### EXERCISE GOAL
From the first line through the one containing "toddstrader, line 13: Is", restate the listing word for word, and give no other lines.

RECORDS FOR THE TASK START

PR #49, opened 2025-09-26
have config lists concat

AndrewNolte:
Stacked PRs:
 * #54
 * #53
 * #52
 * #50
 * __->__#49

--- --- ---

### Have config lists concat
Also:
- Adds more logs for config
- Make glob timing logs per glob

commit-id:b1f77fd2

### DIFF
--- a/docs/start/config.md
+++ b/docs/start/config.md
@@ -10,9 +10,11 @@ The server uses a hierarchical configuration system, layering options in this or
 - `${workspaceFolder}/.slang/server.json` (should be on source control)
 - `${workspaceFolder}/.slang/local/server.json` (`.slang/local` should be ignored by source control)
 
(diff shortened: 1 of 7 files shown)


docs/start/config.md
```diff
@@ -10,9 +10,11 @@ The server uses a hierarchical configuration system, layering options in this or
 - `${workspaceFolder}/.slang/server.json` (should be on source control)
 - `${workspaceFolder}/.slang/local/server.json` (`.slang/local` should be ignored by source control)
 
+A set config option overrides the existing value in the previous config, except for lists, which are appended.
```
toddstrader, line 13: Is there a simple way we can provide the ability to do both (extend and override)?

AndrewNolte: Atm it makes sense for all the lists in the config. I think we can solve this later if we need to.

PR #63, opened 2025-10-10
Neovim plugin documentation

toddstrader:
Probably could use some pictures.  Gonna render it first and see how it looks.


docs/hdl/neovim.md
```diff
@@ -7,30 +7,84 @@ hide:
...
+If there is more than one instance of the signal then first a list of instances will be presented.
+After an instance is selected (or if there is only one instance) a list of drivers or loads will be presented.
 
 ## Waveform Integration (experimental)
 
-<div class="grid" markdown>
-<div class="grid-item" markdown>
+![WCP](neovim/wcp.gif)
 
 This is currently only setup between Neovim and Surfer, through the WCP (waveform control protocol), which runs on JSON-RPC over TCP.
```
AndrewNolte: I think we can lose the "This is currently only setup between Neovim and Surfer", since we're already on the neovim page now. Maybe "The surfer waveform viewer is integrated via WCP"

PR #65, opened 2025-10-13
vaporview integration

AndrewNolte:
### vaporview integration
  - In Vaporview, press 'e' on a selected signal, or use the buttons to open the corresponding filelist and go to that signal
  - In Slang's Hierarchy view, press 'w' or the buttons to open the corresponding waveform file and open in the waves
#### Button changes
  - Press `cmd+f` in the hierarchy or modules view to search for an instance in the design. Can also use the button to get to this command (magnifying glass)
  - Select buildfile button now looks like a folder
  - New 'Open buildfile' opens the current .f file. Saving this file will refresh a compilation. In the future this will also be generated for compilations set by top level, making it so that users can adjust the params and defines
  - "Copy Path" can be done now with either `cmd+c` or by right clicking on a signal
####  Backend fixes that apply to both vscode and neovim:
  - Type aliases and resolved types are shown in the hierarchy view
  - Macro defined symbols now show the proper locations of the macro usage that created them

### DIFF
--- a/clients/vscode/src/sidebar/VaporviewApi.ts
+++ b/clients/vscode/src/sidebar/VaporviewApi.ts
@@ -1,0 +1,283 @@
+/**
+ * Vaporview API TypeScript Functions
+ *
+ * Async wrapper functions for the Vaporview waveform viewer VSCode extension API
+ * Based on: https://github.com/Lramseyer/vaporview/blob/main/API_DOCS.md
+ */
+
+import * as vscode from 'vscode'
+import { setTimeout } from 'timers'
+import { URLSearchParams } from 'url'
+
+/**
+ * Opens a waveform dump file with Vaporview
+ */
+export async function openFile(args: {
+  uri: vscode.Uri
+  loadAll?: boolean
+  maxSignals?: number
+}): Promise<void> {
+  await vscode.commands.executeCommand('vaporview.openFile', args)
+  // Subsequent commands may fail if executed too quickly :(
+  await new Promise((r) => setTimeout(r, 200))
+}
+
+/**
+ * Variable identifier - must specify at least one of:
+ * 1. netlistId
+ * 2. instancePath
+ * 3. scopePath AND name
+ */
+export interface VariableIdentifier {
+  uri?: vscode.Uri
+  netlistId?: number
+  instancePath?: string
+  scopePath?: string
+  name?: string
+  msb?: number
+  lsb?: number
+}
+
+/**
+ * Add a variable to the waveform viewer
+ */
+export async function addVariable(args: VariableIdentifier): Promise<void> {
+  await vscode.commands.executeCommand('waveformViewer.addVariable', args)
+}
+
+/**
+ * Remove a variable from the waveform viewer
+ */
+export async function removeVariable(args: VariableIdentifier): Promise<void> {
+  await vscode.commands.executeCommand('waveformViewer.removeVariable', args)
+}
+
+/**
+ * Reveal a variable or scope in the netlist view
+ */
+export async function revealVariableInNetlistView(args: VariableIdentifier): Promise<void> {
+  await vscode.commands.executeCommand('waveformViewer.revealVariableInNetlistView', args)
+}
+
+export type TimeUnit = 'fs' | 'ps' | 'ns' | 'us' | 'µs' | 'ms' | 's' | 'ks'
+export type MarkerType = 0 | 1 // 0: Main Marker, 1: Alt Marker
+
+/**
+ * Set the marker or alt marker to a specific time in the viewer
+ */
+export async function setMarker(args: {
+  uri?: vscode.Uri
+  time: number
+  units?: TimeUnit
+  markerType?: MarkerType
+}): Promise<void> {
+  await vscode.commands.executeCommand('waveformViewer.setMarker', args)
+}
+
+/**
+ * Get a list of open waveform viewer documents
+ */
+export async function getOpenDocuments(): Promise<{
+  documents: vscode.Uri[]
+  lastActiveDocument: vscode.Uri
+}> {
+  return await vscode.commands.executeCommand('waveformViewer.getOpenDocuments')
+}
+
+/**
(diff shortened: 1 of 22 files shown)


include/Config.h
```diff
@@ -44,6 +44,10 @@ class Config {
     rfl::Description<"Waveform viewer command ({} will be replaced with the WCP port)",
                      std::optional<std::string>>
         wcpCommand;
+    rfl::Description<"Waveform file to open given a build (name and top variables can be passed "
+                     "with {name}, {top})",
+                     std::optional<std::string>>
+        wavesFile;
```
toddstrader: How does this work?  The only other places I see `wavesFile` are on the vscode client and not in `slang-server` proper.  Is this config passed into the client?  Even still, I'm not sure how it is used.

include/SlangServer.h
```diff
@@ -116,6 +116,13 @@ class SlangServer : public lsp::LspServer<SlangServer>, public SlangServerWcp {
     // Returns the instances of a module
     std::vector<hier::QualifiedInstance> getInstancesOfModule(const std::string moduleName);
 
+    // Returns the modules defined in a file, used for the modules view
+    std::vector<std::string> getModulesInFile(const std::string path);
+
+    // Inlay hints (resolved param values, port/param types, function arg names, signal values, etc)
+    std::optional<std::vector<lsp::InlayHint>> getDocInlayHint(
+        const lsp::InlayHintParams&) override;
```
toddstrader: Are these methods related to vaporview integration?

clients/vscode/src/sidebar/WcpTypes.ts
```diff
@@ -0,0 +1,81 @@
+//------------------------------------------------------------------------------
+/// @file WcpTypes.ts
```
toddstrader: Are these types necessary for vaporview integration?

clients/vscode/src/sidebar/VaporviewApi.ts
```diff
@@ -0,0 +1,267 @@
...
+  name?: string
+  msb?: number
+  lsb?: number
+}
+
+/**
+ * Add a variable to the waveform viewer
+ */
+export async function addVariable(args: VariableIdentifier): Promise<void> {
+  await vscode.commands.executeCommand('waveformViewer.addVariable', args)
```
toddstrader, line 45: Not sure if `waveformViewer.addVariable` is a vaporview method or where it is coming from, but I'd caution against having to know what is a variable vs scope or container.  Certainly there are answers to these things in the LRM, but waveform viewers don't all see things the same way and you might not want them to for ergonomic reasons.  E.g. `some_array[5]` may have a `some_array` container which has a `[5]` container.  Or is might just be a `some_array[5]` container.  This is the very thing I ran into in Surfer which prompted the WCP change from add_variable/scope to add_item.  And since they're both wellen based the story is likely similar.

clients/vscode/src/config.schema.json
```diff
@@ -0,0 +1,82 @@
+{
+  "$schema": "https://json-schema.org/draft/2020-12/schema",
+  "$ref": "#/definitions/Config",
```
toddstrader: Would be nice to connect the dots between this file and `Config.h`.

include/Config.h
```diff
@@ -44,6 +44,10 @@ class Config {
     rfl::Description<"Waveform viewer command ({} will be replaced with the WCP port)",
                      std::optional<std::string>>
         wcpCommand;
+    rfl::Description<"Waveform file to open given a build (name and top variables can be passed "
+                     "with {name}, {top})",
```
toddstrader: Is there a way to open an arbitrary waves file?

include/Config.h
AndrewNolte: Yeah, the whole config is synced to the client. It's similar to `buildPattern`, and I'm thinking about naming it to match. Basically when requesting to open a signal in the waves, it can try to guess the waves file name, or at least a glob of possibilities. I was also thinking about adding `{path}` to allow for deeply nested .f and waves files.

include/SlangServer.h
AndrewNolte: Yeah I was thinking about adding these here to show values inline, but I think I'll do it it on a separate pr since this one is already pretty big.

clients/vscode/src/sidebar/WcpTypes.ts
AndrewNolte: No, I was going to use these for the next commits in the stack

clients/vscode/src/sidebar/VaporviewApi.ts
AndrewNolte: Yeah this is just how the api is right now; we might need to do a similar thing with vaporview. Surfer pr for reference: https://gitlab.com/surfer-project/surfer/-/merge_requests/713

clients/vscode/src/config.schema.json
AndrewNolte: I think you mean have config.schema.json reference Config.h? That'd be a reflect-cpp feature. This is generated via   this script in `package.json` `"genconfig": "../../build/bin/slang-server --config-schema > src/config.schema.json && npx json2ts -i src/config.schema.json -o src/config.gen.ts"`. I could probably add a @generated tag for this in the slang-server binary, or even make it part of the npm build.

include/Config.h
AndrewNolte: Yeah you can just open the correct file in vscode if it picks the wrong one.

clients/vscode/src/config.schema.json
toddstrader: Ah, yeah.  Building on the fly is clearly the winner but if you can at least get a comment in there mentioning that it's generated and what command was run that'd be great.

include/Config.h
toddstrader: Oh yup.  I'm still thinking WCP.  But yeah, your in-vscode vaporview and vscode proper will always be intrinsically tied.

PR #85, opened 2025-10-24
Versioning and release CI jobs

AndrewNolte:
Stacked PRs:
 * __->__#85

--- --- ---


alex-torregrosa:
Hi! Could you consider performing the Linux builds under a container for compatibility with older glibc versions? As you may know, many EDA tools only officially support old-ish RHEL (or RHEL-compatible) distros, so binaries compiled for `ubuntu-latest` may not run on those machines.

Using the `rockylinux:8` image should do the trick, as done in the [zed-verilog-extension](https://github.com/someone13574/zed-verilog-extension/blob/main/.github/workflows/build-slang.yaml), where beta support for `slang-server` was added last week.

PR #89, opened 2025-10-27
Test for idefs attaching to next token

AndrewNolte:
Stacked PRs:
 * #95
 * #94
 * #92
 * #91
 * #90
 * __->__#89
 * #84
 * #83

--- --- ---

### Test for idefs attaching to next token

commit-id:6ea546e2


AndrewNolte:
The fix for the added test data here is #90 . This pr should be unrelated to #84

PR #106, opened 2025-11-06
installing.md: fix type of cmd for nvim

Sustrak:
Based on `lsp.lua:485`:

> validate('cmd', config.cmd, validate_cmd, 'expected function or table with executable command')


toddstrader:
Thanks for this.

PR #132, opened 2025-11-24
New indexing config for directory crawling speedup; grab all .sv, .svh, .v and vh files rather than having user specify

AndrewNolte:
Stacked PRs:
 * #148
 * #142
 * #147
 * #146
 * #145
 * #141
 * #140
 * #139
 * #138
 * __->__#132

--- --- ---

### DIFF
--- a/clients/vscode/resources/config.schema.json
+++ b/clients/vscode/resources/config.schema.json
@@ -11,14 +11,21 @@
         },
         "indexGlobs": {
           "type": "array",
-          "description": "Globs of what to index. By default will index all sv and svh files in the workspace.",
+          "description": "Deprecated: use 'index' instead. Globs of what to index. By default will index all sv and svh files in the workspace.",
           "items": {
             "type": "string"
           }
         },
+        "index": {
+          "type": "array",
+          "description": "Index configurations; by default indexes all .sv, .svh, .v, and .vh files in the workspace.",
+          "items": {
+            "$ref": "#/$defs/Config__IndexConfig"
+          }
+        },
         "excludeDirs": {
           "type": "array",
-          "description": "Directories to exclude",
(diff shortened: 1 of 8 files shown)


clients/vscode/resources/config.schema.json
```diff
@@ -85,6 +92,31 @@
...
+        "excludeDirs": {
+          "anyOf": [
+            {
+              "type": "array",
+              "items": {
+                "type": "string"
+              }
+            },
+            {
+              "type": "null"
```
toddstrader, line 116: Is `null` the default / can you specify one of these objects without providing an `excludeDirs`?

src/Indexer.cpp
```diff
@@ -327,6 +325,79 @@ std::vector<fs::path> Indexer::getFilesForMacro(std::string_view name) const {
...
+        // No index configs - index entire workspace
+        if (workspaceFolder.has_value()) {
+            collectFilesFromDirectory(fs::path(*workspaceFolder), {}, pathsToIndex);
+        }
+    }
+    else {
+        for (const auto& cfg : indexConfigs) {
+            for (const auto& dir : cfg.dirs) {
+                fs::path fullDirPath;
+                if (fs::path(dir).is_absolute()) {
```
toddstrader, line 382: What if someone excludes an absolute dir?

clients/vscode/resources/config.schema.json
AndrewNolte: Yeah, null indicates that you can leave excludeDirs out

src/Indexer.cpp
AndrewNolte: I guess I should specify that excludeDirs are just single directory names, not longer paths, which would also mean abs paths are invalid for that config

RECORDS FOR THE TASK END

### SOLUTION FOR THIS EXERCISE
PR #49, opened 2025-09-26
have config lists concat

AndrewNolte:
Stacked PRs:
 * #54
 * #53
 * #52
 * #50
 * __->__#49

--- --- ---

### Have config lists concat
Also:
- Adds more logs for config
- Make glob timing logs per glob

commit-id:b1f77fd2

### DIFF
--- a/docs/start/config.md
+++ b/docs/start/config.md
@@ -10,9 +10,11 @@ The server uses a hierarchical configuration system, layering options in this or
 - `${workspaceFolder}/.slang/server.json` (should be on source control)
 - `${workspaceFolder}/.slang/local/server.json` (`.slang/local` should be ignored by source control)
 
(diff shortened: 1 of 7 files shown)


docs/start/config.md
```diff
@@ -10,9 +10,11 @@ The server uses a hierarchical configuration system, layering options in this or
 - `${workspaceFolder}/.slang/server.json` (should be on source control)
 - `${workspaceFolder}/.slang/local/server.json` (`.slang/local` should be ignored by source control)
 
+A set config option overrides the existing value in the previous config, except for lists, which are appended.
```
toddstrader, line 13: Is there a simple way we can provide the ability to do both (extend and override)?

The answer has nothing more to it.